That looks like its a magnetic ballast. Does it have any switches on it? you are looking for HPS/MH switch (if it has one). Does that Lucagrow bulb say on the side of the box if it is a MH or HPS? It looks like both bulbs are HPS as the MH are usually fatter and rounder.


----------



## Gooch

no its a straight hps ballast, there is no option for mh on that. I suggest either getting a t5 if there is a local hydro store, or if not get yourself some cfl daylights


----------



## CVD1983

Yeah checked ballast... Defly no switch. I will have to talk to hydroponic shop when I'm there next.


----------



## The Hemp Goddess

Is this the same place that told you that a HPS is fine to use all the way through?


----------



## CVD1983

Lol.... Yeah!! I know but i live in a remote part of Australia. Not many other options down here.


----------



## Gooch

if you have the funds get a t5, not sure how much they are in AU, or how much cfl daylight bulbs are. over here in the USA they are both fairly inexpensive


----------



## CVD1983

I can only assume but like everything else compared to the USA... We seem to pay a LOT more. I will suss some prices. Hopefully it not to much. I've seen the ph testers for $299. Apparently there only $90 in US... Nearly worth shipping 1 over if that's the case!


----------



## CVD1983

Please Help... I came home from work and found my seedlings bottom fan leaves dried and spotted as picture shows. Any ideas? 

View attachment image.jpg


----------



## CVD1983

?? 

View attachment image.jpg


----------



## Hushpuppy

That appears to be solution burn. If leaves get wet with solution or even clean water and the strong light is hitting them, that will bun the leaves. If its solution (nutrient mix) then the leaves can get chemical burn. If you have water droplets on leaves during "daylight", those droplets become little magnifying lenses for the light. That will give you burn spots.

However that being a bottom leaf where its easy to get moisture/solution on them, that's very easy to have happen. Don't worry about the bottom leaves. As the plant grows, those leaves get beat up, wet, and left in the shade to yellow off. If the yellowing begins to climb the plant of shows a certain pattern, I would worry about it.


----------



## CVD1983

Phew.... Thankyou for your wise words. Can sleep at night again!


----------



## Gooch

also those leaves will never heal so you can cut em off, they are just water leaves


----------



## The Hemp Goddess

I, personally, wouldn't cut them off.  It is just a guess that they were hit with nutrient solution.  If you are not checking and regulating your pH, you could well have a problem with it  is causing the leaf thing.  See if it gets better, worse, or the same.  I seldom remove damaged leaves--the plant will drop them as soon as they have taken everything from t they can.

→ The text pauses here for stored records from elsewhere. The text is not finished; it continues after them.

PR #2339, opened 2026-01-11
chore: bump minimal rocq version

Alizter:
We bump the minimal rocq version needed in the dune-project file.


Alizter:
@jdchristensen I've forgotten about this. The .opam file is generated from the tempalte file. It should regenerate when you do `dune build coq-hott.opam`.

Bear in mind that pH meters come in all prices.  We can also spend hundreds and hundreds on a pH meter or we can get one for $50 or so.  Check online.  Grow stores are most often overpriced.  I can get most things from Amazon cheaper than I can get most things locally at a grow store.


----------



## CVD1983

I've been checking ph twice a day, seems to be stable... 5.5 - 6 
Needing to add ph down every couple days tho. 
Plant is looking healthy other than those leaves. I did spill some Nutes on them so would explain the burn. 
I use the little pool testing ph kit. I know this isn't really the best option but it's doing the job for now. I will look online and get some prices. 
Plants are really starting to take off now. Very exciting!


----------



## Hushpuppy

If you can afford it, get the Bluelab pH pen and storage solution. You will also need the 2 calibration solutions as well. These are necessary for keeping the pen reading accurately. They are worth the money to me.


----------



## Gooch

yea i agree with hp when it comes to tools and nutrients i only go with the best


----------



## grass hopper

Hushpuppy said:


> If you can afford it, get the Bluelab pH pen and storage solution. You will also need the 2 calibration solutions as well. These are necessary for keeping the pen reading accurately. They are worth the money to me.


 
the only ph checker i've used is the "CHECKER" by HANNA instruments. about $35.,  red in color. the one i bought is about 5 years old and never has seen a drop of storage solution in it. i checked the unit for accuracy last week and was almost perfect. i was impressed.i think they are worth every penny as well for indoor use especially.


----------



## Hushpuppy

I have heard mixed reviews on the Hanna instruments. However I do have a Hanna TDS pen that has held up well for me.


----------



## grass hopper

Hushpuppy said:


> I have heard mixed reviews on the Hanna instruments. However I do have a Hanna TDS pen that has held up well for me.


 
i love them. i did have another one that i gave to a new guy starting out. it went about 5 years as well and was still working great with no care other than storage in original box between uses..gonna ck out tds pen.


----------



## Gooch

I have bought 5 hanna red meters lol dont touch the screw whatever you do


----------



## grass hopper

Gooch said:


> I have bought 5 hanna red meters lol dont touch the screw whatever you do


 
the adjustment screws?? i have only had to make the most minor adjustments, up or down. there were no issues and functioned perfectly. (5)?? gotta be a story behind that.. u using a screw gun??:laugh:


----------



## CVD1983

Found some much cheaper options online. Now just waiting for package to arrive &#55357;&#56842;

Also I've had a lot of trouble with my clone... 
Seems it's still alive but doesn't look healthy... Just stayed the same since I transplanted it. 
I was watching my other plant growing well next to it but now that also seems to have just stopped growing.
 Any ideas? 
I've monitored th ph with my shitty tester, obviously waiting for new one to arrive. But was going so well before so thinking might be something else.
The very little new growth I have had seems to be light green and twisted kinda curling, larger leaves look fine tho. 
Tips are a little burnt, I'm guessing Nutes may have been to strong. I've since flushed and adjusted Nutes but hasn't done much, been 3 days. No new growth.
I've read forum after forum and had mixed reviews. 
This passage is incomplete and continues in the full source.